Jerry entered RCMP Air Services in 1986 and has since clocked nearly 15,000 hours of flight time. Having attended several aviation colleagues’ funerals, he’s always aware of the consequences of a false move. “Whether horses or livestock or flying, you know that at a certain point there’s danger, but you push up against that edge,” he says. “You want to experience life, but you don’t want to get hurt too badly along the way.”

Work as an RCMP pilot dovetails nicely with Jerry’s four-legged pursuits. When flying investigators into remote northern camps in search of a game poacher, for example, he met outfitters whose skill in herding unruly sheep left him taking mental notes. “If a person has an interest, they search out those they gain knowledge from,” he says. It’s an observation he applies to all of life.

It’s thanks to the RCMP that Jerry met Maggie, whose roots go back multiple generations among Jasper Park wardens and outfitters. The occasion: Rendezvous 99, an RCMP ride from Fort Normandeau (near Red Deer) to Rocky Mountain House marking the latter’s bicentennial.

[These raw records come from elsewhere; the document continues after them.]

PR #8034, opened 2020-12-19
Update data for NavigatorConcurrentHardware mixin API

vinyldarkscratch:
This PR uses results from the mdn-bcd-collector project (v1.1.7) to set real values for the NavigatorConcurrentHardware mixin for all browsers. Results were manually confirmed for accuracy.  The collector confirmed the existing results, as well as indicated that IE has no support (expected, since it was supported since Edge 15), and Safari _briefly_ supported it in 10.1.

Tests Used: https://mdn-bcd-collector.appspot.com/tests/api/Navigator/hardwareConcurrency

### DIFF
--- a/api/NavigatorConcurrentHardware.json
+++ b/api/NavigatorConcurrentHardware.json
@@ -11,7 +11,7 @@
             "version_added": "37"
           },
           "edge": {
-            "version_added": "≤18"
+            "version_added": "15"
           },
           "firefox": {
             "version_added": "48"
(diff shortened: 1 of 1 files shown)


api/NavigatorConcurrentHardware.json
```diff
@@ -29,10 +29,12 @@
             "version_added": "24"
           },
           "safari": {
-            "version_added": false
+            "version_added": "10.1",
```
foolip, line 32: Interesting! :)

foolip (approved):

PR #10280, opened 2021-05-04
Mark SpeechGrammar() constructor non-standard

sideshowbarker:
https://wicg.github.io/speech-api/#speechgrammar defines no constructor for the `SpeechGrammar` object. So this change marks it standard_track:false.

Related MDN change: https://github.com/mdn/content/pull/4707


foolip (approved):
Indeed, I have in backlog to remove this constructor in Chromium.

Issue #9635, opened 2021-03-27
css.properties.overflow-x - clip value is now supported in Chrome 90


raphaelsaunier:
#### What information was incorrect, unhelpful, or incomplete?

the `clip` value for `overflow(-x|-y)` properties is now supported in Chrome. c.f. https://www.chromestatus.com/feature/5638444178997248

#### What did you expect to see?

A green box indicating that the value is supported in Chrome 90+

#### Did you test this? If so, how?

By setting an `overflow-x: clip` value on a relatively positioned div with an absolutely positioned child element that overflows the parent div.

<details>
<summary>MDN page report details</summary>

* Query: `css.properties.overflow-x`
* MDN URL: https://developer.mozilla.org/en-US/docs/Web/CSS/overflow-x
* Report started: 2021-03-27T15:03:47.578Z

</details>

ddbeck:
Thanks for reporting this, @raphaelsaunier. You're right, we need to reconcile the `clip` subfeature data for `overflow`, `overflow-x`, and `overflow-y`. Thanks to the details you provided, this was quick to fix and https://github.com/mdn/browser-compat-data/pull/10281 is now open to resolve this.

jculver050:
Close

PR #10281, opened 2021-05-04
Reconcile `css.properties.overflow-{x,y}.clip` with `css.properties.overflow.clip`

ddbeck:
This PR reconciles `css.properties.overflow-x.clip` and `css.properties.overflow-y.clip` with `css.properties.overflow.clip`, which ought to be the same for Chrome. While I was here, I mirrored to Opera.

Original source: https://www.chromestatus.com/feature/5638444178997248
    
Fixes https://github.com/mdn/browser-compat-data/issues/9635.

### DIFF
--- a/css/properties/overflow-x.json
+++ b/css/properties/overflow-x.json
@@ -92,7 +92,7 @@
                 "version_added": false
               },
               "opera": {
-                "version_added": false
+                "version_added": "76"
               },
               "opera_android": {
                 "version_added": false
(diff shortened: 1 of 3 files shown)


ddbeck:
@Elchi3 Would you mind looking at this? It's been stalled for sometime and it's not a particularly big change.

Elchi3 (approved):
Thanks Daniel, makes sense to me! 👍

PR #10285, opened 2021-05-05
Mark OfflineAudioContext's resume() shipped in Safari 14.1

foolip:
Confirmed with https://mdn-bcd-collector.appspot.com/tests/api/OfflineAudioContext in Safari 14.1.

This was missed in https://github.com/mdn/browser-compat-data/pull/10129.

### DIFF
--- a/api/OfflineAudioContext.json
+++ b/api/OfflineAudioContext.json
@@ -436,10 +436,10 @@
               "version_added": "36"
             },
             "safari": {
-              "version_added": false
+              "version_added": "14.1"
             },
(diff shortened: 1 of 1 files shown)


foolip:
@apple-web-evangelist FYI, this stood out as suspicious when looking at https://developer.mozilla.org/en-US/docs/Web/API/OfflineAudioContext#browser_compatibility while reviewing another PR.

HTML-CODDER:
great

ddbeck (approved):
Looks good! 🎉

PR #10286, opened 2021-05-05
Mark SourceBuffer.p.removeAsync non-standard

sideshowbarker:
Similar to the case of `SourceBuffer.p.appendBufferAsync` in https://github.com/mdn/browser-compat-data/pull/10279, `SourceBuffer.p.removeAsync` isn’t part of any spec and at https://developer.mozilla.org/en-US/docs/Web/API/SourceBuffer/removeAsync is already marked non-standard in MDN. So this change marks it standard_track:false in BCD.

### DIFF
--- a/api/SourceBuffer.json
+++ b/api/SourceBuffer.json
@@ -925,7 +925,7 @@
           },
           "status": {
             "experimental": false,
-            "standard_track": true,
+            "standard_track": false,
             "deprecated": false
           }
         }


foolip (approved):
This is still in https://github.com/mozilla/gecko-dev/blob/e08a9aa5c5dfb77e8847ab7af3f753a9c3e551f8/dom/webidl/SourceBuffer.webidl#L61, but I question the value of having this in the data. But it's not standard, this PR is correct.

sideshowbarker:
> This is still in [mozilla/gecko-dev@`e08a9aa`/dom/webidl/SourceBuffer.webidl#L61](https://github.com/mozilla/gecko-dev/blob/e08a9aa5c5dfb77e8847ab7af3f753a9c3e551f8/dom/webidl/SourceBuffer.webidl#L61), but I question the value of having this in the data.

Me too. But it’s documented at https://developer.mozilla.org/en-US/docs/Web/API/SourceBuffer/removeAsync and we have an mdn_url for it in BCD. So as long as we do have it included in BCD, we should at least have it flagged correctly (which this patch has now done). But I’d personally be happy with just dropping it completely from BCD.

PR #10288, opened 2021-05-05
    Remove StaticRange.p.toRange

sideshowbarker:
`StaticRange.p.toRange` isn’t part of any spec, was only ever implemented in Chrome — but way back at Chrome 60. So this change removes it, per https://github.com/mdn/browser-compat-data/pull/10288#issuecomment-832610787

Related MDN change: https://github.com/mdn/content/pull/4723

### DIFF
--- a/api/StaticRange.json
+++ b/api/StaticRange.json
@@ -336,55 +336,6 @@
             "deprecated": false
           }
         }
-      },
-      "toRange": {
-        "__compat": {
-          "mdn_url": "https://developer.mozilla.org/docs/Web/API/StaticRange/toRange",
-          "description": "<code>toRange()</code>",
-          "support": {
-            "chrome": {
-              "version_added": "60"
-            },
-            "chrome_android": {
-              "version_added": "60"
-            },
-            "edge": {
-              "version_added": "18"
-            },
-            "firefox": {
-              "version_added": false
-            },
-            "firefox_android": {
-              "version_added": false
-            },
-            "ie": {
-              "version_added": false
-            },
-            "opera": {
-              "version_added": "47"
-            },
-            "opera_android": {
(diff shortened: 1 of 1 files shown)


foolip:
Per https://mdn-bcd-collector.appspot.com/tests/api/StaticRange/toRange this isn't actually in Chrome. Looks like it was removed in https://chromium.googlesource.com/chromium/src/+/e2b8278dd5aaf5a6ec415aa5e7dd828f17b644f6 and this entry should actually be removed entirely.

sideshowbarker:
> Per [mdn-bcd-collector.appspot.com/tests/api/StaticRange/toRange](https://mdn-bcd-collector.appspot.com/tests/api/StaticRange/toRange) this isn't actually in Chrome. Looks like it was removed in [chromium.googlesource.com/chromium/src/+/e2b8278dd5aaf5a6ec415aa5e7dd828f17b644f6](https://chromium.googlesource.com/chromium/src/+/e2b8278dd5aaf5a6ec415aa5e7dd828f17b644f6) and this entry should actually be removed entirely.

OK, I’ve amended the commit to remove it — as well as updating the PR description accordingly.

foolip (approved):
https://developer.mozilla.org/en-US/docs/Web/API/StaticRange/toRange also needs to be removed, so approving but not merging, so this could go together with a MDN PR.

sideshowbarker:
> [developer.mozilla.org/en-US/docs/Web/API/StaticRange/toRange](https://developer.mozilla.org/en-US/docs/Web/API/StaticRange/toRange) also needs to be removed, so approving but not merging, so this could go together with a MDN PR.

OK, I’ve amended the https://github.com/mdn/content/pull/4723 change to remove it completely from MDN.

PR #10307, opened 2021-05-06
Add Edge versions for CloseEvent API constructor

vinyldarkscratch:
This PR adds real values for Microsoft Edge for the `CloseEvent` API's constructor, based upon results from the [mdn-bcd-collector](https://mdn-bcd-collector.appspot.com) project (v3.0.1).  Results are manually confirmed for accuracy.

Tests Used: https://mdn-bcd-collector.appspot.com/tests/api/CloseEvent

### DIFF
--- a/api/CloseEvent.json
+++ b/api/CloseEvent.json
@@ -65,7 +65,7 @@
               "version_added": null
             },
             "edge": {
-              "version_added": null
+              "version_added": "14"
             },
             "firefox": {
               "version_added": "8"


foolip (commented):
Are you sure this was in Edge 79 too? Filling in the Chrome data as well would increase my confidence that this should just be a single statement :)

vinyldarkscratch:
Yep, this is present in Edgeium as well!  I'll write a follow-up PR to update Chrome as well.

foolip:
This is the event interface for https://mdn-bcd-collector.appspot.com/tests/api/WebSocket/onclose, and https://developer.mozilla.org/en-US/docs/Web/API/WebSocket/close#browser_compatibility says that was supported since Edge 12.

It could be that a "close" event was fired but with the regular `Event` interface, or it was a `CloseEvent` but the interface object wasn't exposed. To be sure, I'm afraid that a test that case that causes the event to fire is necessary. http://wpt.live/websockets/Close-1000-reason.any.html is such a test, but unfortunately it doesn't seem to work on Edge 15. But maybe it can be modified and testing on Edge 12.

vinyldarkscratch:
Apologies for the long delay in a response.  This PR is actually updating the data for the event's constructor, rather than the entire event.

foolip (approved):

PR #10309, opened 2021-05-06
Update Chromium versions for PushSubscriptionChangeEvent API

vinyldarkscratch:
This PR adds real values for Chromium for the `PushSubscriptionChangeEvent` API and the corresponding events, based upon results from the [mdn-bcd-collector](https://mdn-bcd-collector.appspot.com) project (v3.0.1).  Results are manually confirmed for accuracy.

Tests Used: https://mdn-bcd-collector.appspot.com/tests/api/PushSubscriptionChangeEvent


foolip (changes requested):
The data around this event seems to be pretty wrong. This is the event interface for "pushsubscriptionchange" events, and there are "onpushsubscriptionchange" and "pushsubscriptionchange_event" entries in BCD, but their data appears to be wrong. How about a PR that updates those two, so it's clearer if the result is consistent or not?

vinyldarkscratch:
Updated!

foolip (approved):
Data makes sense for Chromium now! It's still contradictory for Safari, if you'd like to send another PR for that.

PR #10314, opened 2021-05-06
Add Edge versions for RTCDataChannelEvent API

vinyldarkscratch:
This PR adds real values for Microsoft Edge for the `RTCDataChannelEvent` API, based upon results from the [mdn-bcd-collector](https://mdn-bcd-collector.appspot.com) project (v3.0.1).  Results are manually confirmed for accuracy.

Tests Used: https://mdn-bcd-collector.appspot.com/tests/api/RTCDataChannelEvent

### DIFF
--- a/api/RTCDataChannelEvent.json
+++ b/api/RTCDataChannelEvent.json
@@ -12,7 +12,7 @@
             "version_added": "28"
           },
           "edge": {
-            "version_added": "≤79"
+            "version_added": "79"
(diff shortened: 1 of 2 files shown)


foolip (changes requested):
Can you also update the "datachannel_event" entry? That has to be wrong if this is correct.

foolip (approved):

PR #10318, opened 2021-05-06
Set Edge to false for unsupported SVG API features

vinyldarkscratch:
This PR changes Microsoft Edge from `null` -> `false` for various SVG APIs, based upon results from the [mdn-bcd-collector](https://mdn-bcd-collector.appspot.com) project (v3.0.1).  Results are manually confirmed for accuracy.

Tests Used: https://mdn-bcd-collector.appspot.com/tests/api/SVG*

### DIFF
--- a/api/SVGURIReference.json
+++ b/api/SVGURIReference.json
@@ -12,7 +12,7 @@
             "version_added": null
           },
           "edge": {
-            "version_added": null
+            "version_added": false
           },
           "firefox": {
             "version_added": null
--- a/api/SVGURIReference.json
+++ b/api/SVGURIReference.json
@@ -12,7 +12,7 @@
             "version_added": null
           },
           "edge": {
-            "version_added": false
+            "version_added": null
           },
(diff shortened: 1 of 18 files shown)


api/SVGURIReference.json
```diff
@@ -12,7 +12,7 @@
             "version_added": null
           },
           "edge": {
-            "version_added": null
+            "version_added": false
```
foolip, line 15:
```suggestion
            "version_added": null
```

`SVGURIReference` is part of the problem in https://github.com/mdn/browser-compat-data/issues/7752 and should be removed from BCD/MDN, but it's not technically true that it's not supported, because the `href` attributes is supported on various interfaces. Reverting this back to null so that it's an all-null entry and less to wonder about when it's removed.

foolip (approved):

foolip:
I've sent https://github.com/mdn/browser-compat-data/pull/10522 about `SVGURIReference`.

PR #10319, opened 2021-05-06
Add Edge versions for SVG APIs

vinyldarkscratch:
This PR adds real values for Microsoft Edge for various SVG APIs, based upon results from the [mdn-bcd-collector](https://mdn-bcd-collector.appspot.com) project (v3.0.1).  Results are manually confirmed for accuracy.

Tests Used: https://mdn-bcd-collector.appspot.com/tests/api/SVG*

### DIFF
--- a/api/SVGFEDropShadowElement.json
+++ b/api/SVGFEDropShadowElement.json
@@ -12,7 +12,7 @@
             "version_added": "18"
           },
           "edge": {
-            "version_added": "≤79"
+            "version_added": "79"
           },
           "firefox": {
             "version_added": "30"
--- a/api/SVGPointList.json
+++ b/api/SVGPointList.json
@@ -291,7 +291,7 @@
               "version_added": true
             },
             "edge": {
-              "version_added": true
+              "version_added": "79"
             },
             "firefox": {
               "version_added": "5"
--- a/api/SVGStringList.json
+++ b/api/SVGStringList.json
@@ -295,7 +295,7 @@
               "version_added": true
             },
             "edge": {
-              "version_added": "≤79"
+              "version_added": "79"
             },
             "firefox": {
               "version_added": "13"
--- a/api/SVGTransformList.json
+++ b/api/SVGTransformList.json
@@ -58,7 +58,7 @@
               "version_added": true
             },
             "edge": {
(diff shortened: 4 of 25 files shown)


api/SVGFEDropShadowElement.json
```diff
@@ -12,7 +12,7 @@
             "version_added": "18"
           },
           "edge": {
-            "version_added": "≤79"
+            "version_added": "79"
```
foolip, line 15: Matches https://developer.mozilla.org/en-US/docs/Web/SVG/Element/feDropShadow#browser_compatibility, good!

api/SVGPointList.json
```diff
@@ -291,7 +291,7 @@
               "version_added": true
             },
             "edge": {
-              "version_added": true
+              "version_added": "79"
```
foolip, line 294: This is a `length` property, and at first I though it's unlikely that `SVGPointList` was supported without this, but there's also `numberOfItems` which was supported from Edge 12. http://mdn-bcd-collector.appspot.com/tests/api/SVGPointList/length looks correct to me too.

api/SVGStringList.json
```diff
@@ -295,7 +295,7 @@
               "version_added": true
             },
             "edge": {
-              "version_added": "≤79"
+              "version_added": "79"
```
foolip, line 298: Another `length` property, same story.

api/SVGTransformList.json
```diff
@@ -58,7 +58,7 @@
               "version_added": true
             },
             "edge": {
-              "version_added": "≤79"
+              "version_added": "79"
```
foolip, line 61: `length` property, but lots of the members of `SVGTransformList` are missing, notably including `numberOfItems`. I think this is still correct though.

api/SVGViewElement.json
```diff
@@ -60,7 +60,8 @@
               "version_removed": "56"
             },
             "edge": {
-              "version_added": null
+              "version_added": "12",
+              "version_removed": "79"
```
foolip, line 64: Nice this makes it clearer that `viewTarget` should probably be removed.

foolip (approved):

PR #10934, opened 2021-06-10
Note onmessageerror attributes in Safari as not really supported

foolip:
See https://bugs.webkit.org/show_bug.cgi?id=171216#c2

Part of an unfortunate series of events called the web platform.


vinyldarkscratch (approved):
Yikes...  Great find, @foolip, the wording looks perfect to me and will most definitely be useful to web developers!

Issue #10938, opened 2021-06-10
Firefox implements ResizeObserverEntry.contentBoxSize as an object, not an array


wbamberg:
See https://github.com/mdn/content/issues/3276, and the Firefox issue at https://bugzilla.mozilla.org/show_bug.cgi?id=1689645.

It looks like [`ResizeObserverEntry.contentBoxSize`](https://developer.mozilla.org/en-US/docs/Web/API/ResizeObserverEntry/contentBoxSize) should be an array according to the spec, and is implemented as such in Chrome. But in Firefox it's an object.

It would be helpful to have a note in BCD capturing this.

PR #10939, opened 2021-06-10
Note Firefox implementation of contentBoxSize

wbamberg:
Fixes https://github.com/mdn/browser-compat-data/issues/10938 . 

I've tested this using the MDN example at https://developer.mozilla.org/en-US/docs/Web/API/ResizeObserver#examples, and it's also filed as a Firefox bug at https://bugzilla.mozilla.org/show_bug.cgi?id=1689645.

This update is part of https://github.com/mdn/content/issues/3276.

I don't know what the Firefox for Android situation is so I've left it.

### DIFF
--- a/api/ResizeObserverEntry.json
+++ b/api/ResizeObserverEntry.json
@@ -112,7 +112,8 @@
               "version_added": "84"
             },
             "firefox": {
-              "version_added": "69"
+              "version_added": "69",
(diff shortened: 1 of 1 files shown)


Elchi3 (changes requested):
Seems like this is significant enough to mark the Firefox support as partial?

Elchi3 (approved):

PR #10951, opened 2021-06-11
HTTP spec urls for rtt, downlink, ect headers 

hamishwillee:
I'm getting ready to do the docs for these HTTP headers. This adds spec urls. All three are in https://wicg.github.io/netinfo/


Elchi3 (approved):
Thanks! 👍

Issue #10734, opened 2021-06-03
BCD loader crashes when mixin feature included in both files


queengooborg:
When working on #10724, I ran into an issue where the `extend()` function in `index.js` crashes, throwing an error that `"Both target and source must be plain objects"`.  After doing some research, I was able to determine two causes for this error.  The first is due to invisible files created by the system (which I've addressed in #10733).  The second is a little more troublesome, which is why I'm opening this issue.

The reason behind this boils down to two separate files containing the exact same feature.  While demixing `LinkStyle`, I hadn't noticed that the feature it exposes on `HTMLStyleElement`was also documented in the dedicated API's JSON, so when creating the new mixin file, both `api/HTMLStyleElement.json` and `api/_mixins/LinkStyle__HTMLStyleElement.json` expose `api.HTMLStyleElement.sheet`.  The `load()` function loads the data from the first file, and then when it gets to the second file, notices that we already have a `sheet` member inside of `api.HTMLStyleElement`, so it [performs a recursive `extend()`](https://github.com/mdn/browser-compat-data/blob/71a3bca95a9cf385d2d73365c1cc26f8e93d0f5c/index.js#L48) through the feature.  That is, until it gets to the `mdn_url` member, which it attempts to perform a recursive `extend()` upon, but since it throws an error if either variable isn't a plain object (and `mdn_url`'s value is a string), the whole function crashes.

Now of course, we wouldn't want to have duplicate data anyways, and should probably have some sort of linter or otherwise to prevent it.  However, an error message such as the one we're getting is just plain unhelpful in figuring out what exactly is going on.

foolip:
Throwing errors when anything other than an object appears in two places was a deliberate change, see the discussion in https://github.com/mdn/browser-compat-data/pull/9821#discussion_r612582315.

However, the error it throws isn't very obvious I guess.

PR #10954, opened 2021-06-11
Refactor index.js to allow for better error messages

foolip:
In order to print a useful error message, we need to know both which
file is being loaded, and the JSON path at which the problem occurred.

As a not-strictly-needed improvement, change how directories are
traversed to only create a single result object and extend that with
each file in order, avoiding intermediate result objects in the previous
recursive load() calls.

Fixes https://github.com/mdn/browser-compat-data/issues/10734.

### DIFF
--- a/index.js
+++ b/index.js
@@ -2,57 +2,69 @@
 const fs = require('fs');
 const path = require('path');
 
-function load() {
-  // Recursively load one or more directories passed as arguments.
-  let dir,
-    result = {};
+function load(...dirs) {
+  const result = {};
 
-  function processFilename(fn) {
-    const fp = path.join(dir, fn);
-    let extra;
+  // Traverse directories depth-first by maintaining a stack. Reverse the given
+  // dirs so that we pop the first directory first. All subdirectories of that
+  // will be pushed to the stack and popped before the next top-level directory
+  // is popped. Directory paths on the stack are always relative to __dirname.
+  const stack = dirs.reverse();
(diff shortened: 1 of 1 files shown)


foolip:
This sort of works if you'd like to review, @vinyldarkscratch, but I'm leaving it as draft.

The big remaining question is that this changes the order of things in the resulting JSON, despite my attempt to traverse directories in the same order. @ddbeck do you think we should be concerned about the key order in the JSON? I'd like to suggest that we actually sort all keys alphabetically, like what `sort_keys=True` does in Python. Then it would be easier to tell that this change doesn't have any impact on the result.

ddbeck:
Oh, interesting! My inclination is to not mess with the order (I know nobody should _rely_ on the order, and yet…), but I don't know that it's a real difference.

I started down a different path to fix this yesterday: https://github.com/ddbeck/browser-compat-data/compare/main...ddbeck:friendlier-extend-errors. My version breaks the tests (I guess because I've created a circular dependency) and I wasn't sure how to fix that just yet.

foolip:
So the challenge in not messing with the order is that it depends on details about how the current implementation traverses, and it's not really a sensible order to my eye. For example, all mixin data will end up appended as the last keys of their target interface.

But I don't feel strongly, I might abandon this PR if the error messages are improved in some other way.

q805:
可拉取請求合併嗎？謝謝

PR #10970, opened 2021-06-12
Add missing spec_url in CSS* apis

teoli2003:
Added a few missing spec_url on some old CSSOM* apis.


teoli2003:
I'm closing this. I will try to do it by having a different text directly on MDN Web docs. That way `spec_url` will stay only for document on the standard track.

PR #10976, opened 2021-06-12
Add APIs for custom state pseudo class

foolip:
Spec: https://wicg.github.io/custom-state-pseudo-class/.

Most of the API surface comes from the `setlike<DOMString>` declaration,
which can't be linked directly, so no `spec_url` for those.

The flag was enabled for Chromium 90 here:
https://storage.googleapis.com/chromium-find-releases-static/78f.html#78fbd97dbf148a448be60f038701037ac6cb9151

This hasn't reached Opera for Android or Samsung Internet yet.

### DIFF
--- a/api/CustomStateSet.json
+++ b/api/CustomStateSet.json
@@ -1,18 +1,17 @@
 {
   "api": {
-    "ElementInternals": {
+    "CustomStateSet": {
       "__compat": {
-        "mdn_url": "https://developer.mozilla.org/docs/Web/API/ElementInternals",
-        "spec_url": "https://html.spec.whatwg.org/multipage/custom-elements.html#the-elementinternals-interface",
+        "spec_url": "https://wicg.github.io/custom-state-pseudo-class/#customstateset",
         "support": {
           "chrome": {
-            "version_added": "77"
+            "version_added": "90"
           },
           "chrome_android": {
-            "version_added": "77"
+            "version_added": "90"
           },
           "edge": {
-            "version_added": "79"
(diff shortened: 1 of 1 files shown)


lucalves (approved):

ddbeck:
> Most of the API surface comes from the `setlike<DOMString>` declaration,
> which can't be linked directly, so no `spec_url` for those.

@Elchi3 or @sideshowbarker: is this consistent with what y'all have been doing with spec_urls?

sideshowbarker:
> > Most of the API surface comes from the `setlike<DOMString>` declaration,
> > which can't be linked directly, so no `spec_url` for those.
> 
> @Elchi3 or @sideshowbarker: is this consistent with what y'all have been doing with spec_urls?

For interfaces with `maplike` declarations, we do consistently have a `spec_url` for those, which is the same URL in every case: https://heycam.github.io/webidl/#idl-maplike

(and for interfaces with `iterable` declarations, we do consistently have a `spec_url` for those, which is the same URL in every case: https://heycam.github.io/webidl/#idl-iterable)

So it seems like what would be consistent for interfaces with a `setlike` declarations is, we add a `spec_url` with a link to https://heycam.github.io/webidl/#idl-setlike.

foolip:
See https://github.com/mdn/browser-compat-data/issues/11426 about linking to Web IDL in `spec_url`. I'm doing it here anyway to follow current style and make it easy to find them all for fixing.

sideshowbarker (approved):

PR #10980, opened 2021-06-13
Add spec_url to FileSystemDirectoryReader[\.*]?

teoli2003:
Add spec_url link to all entries (2) related to FileSystemDirectoryReader.


Elchi3 (commented):
This spec is also in browser-specs 👍 Is standards track true these days? 

The MDN page has hefty warnings here but now we're adding a spec... What is correct?

teoli2003:
I have not the answer, but the File* pages on MDN are a mess, between competing specs over the years, vendor divergences, and renaming during the lifetime of spec and beta (or not!) implementation. It may be a project of its own to clean this out.

Elchi3 (approved):
Okay, let's merge this, the spec pointers seem to be correct

PR #10981, opened 2021-06-13
Add spec_url  and mdn_url to FileReader constructor

teoli2003:
FileReader() was the only entry on this interface without mdn_url and spec_url. This PR fixes it.

### DIFF
--- a/api/FileReader.json
+++ b/api/FileReader.json
@@ -52,6 +52,8 @@
       "FileReader": {
         "__compat": {
           "description": "<code>FileReader()</code> constructor",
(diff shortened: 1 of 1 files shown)


api/FileReader.json
```diff
@@ -52,6 +52,8 @@
       "FileReader": {
         "__compat": {
           "description": "<code>FileReader()</code> constructor",
+          "mdn_url": "https://developer.mozilla.org/docs/Web/API/FileReader/FileReader",
+          "spec_url": "https://w3c.github.io/FileAPI/#filereaderConstrctr",
```
foolip, line 56: Confirmed this is right even though it totally looks like a typo.

foolip (approved):

PR #10983, opened 2021-06-13
Add spec_url  and mdn_url to FetchEvent.preloadResponse

teoli2003:
Add spec_url  and mdn_url to FetchEvent.preloadResponse

### DIFF
--- a/api/FetchEvent.json
+++ b/api/FetchEvent.json
@@ -299,6 +299,8 @@
       },
       "preloadResponse": {
         "__compat": {
+          "mdn_url": "https://developer.mozilla.org/docs/Web/API/FetchEvent/PreloadResponse",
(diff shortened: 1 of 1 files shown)


api/FetchEvent.json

Outfitted in scarlet jackets, the riders made an impressive sight as they pulled into an alfalfa field near Eckville to camp. Maggie was there, invited by Hugh Simon, a retired RCMP officer who had once boarded with her parents. After meeting around a campfire, Jerry and Maggie chatted briefly the next morning, Maggie astride a horse she was warming up for Hugh. A photographer captured the moment; Jerry took the resulting photo home and, after some pondering, used his “police investigative skills” to find Maggie again.

As Jerry and Maggie reminisce, it’s obvious this marriage is sealed by mutual love of the land, and particularly the mountains. These days, their pursuits include Four Point Outfitters, an evolution of the packing trips they each grew up doing, loving and learning so much from. “Everything we do is to throw a leg over a horse in the mountains,” Jerry says. “Everything else achieves that goal.”